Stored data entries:

PR #474, opened 2021-05-26
Add additional trusted CAs if needed

thedadams:
When Rancher is installed on a cluster behind a proxy, the operator
needs to trust the certificate from the proxy. This is done via the
deployment and a secret the user sets up as per the documentation.

Issue:

### DIFF
--- a/charts/rancher-aks-operator/1.0.100/templates/deployment.yaml
+++ b/charts/rancher-aks-operator/1.0.100/templates/deployment.yaml
@@ -25,3 +25,15 @@ spec:
           value: {{ .Values.httpsProxy }}
         - name: NO_PROXY
           value: {{ .Values.noProxy }}
+{{- if .Values.additionalTrustedCAs }}
+        volumeMounts:
+        - mountPath: /etc/ssl/certs/ca-additional.pem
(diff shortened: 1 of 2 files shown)


charts/rancher-aks-operator/1.0.100/templates/deployment.yaml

TASK TO COMPLETE:
Show every line of the entries above where the word "charts" occurs.

EXERCISE RESULT:
--- a/charts/rancher-aks-operator/1.0.100/templates/deployment.yaml
+++ b/charts/rancher-aks-operator/1.0.100/templates/deployment.yaml
charts/rancher-aks-operator/1.0.100/templates/deployment.yaml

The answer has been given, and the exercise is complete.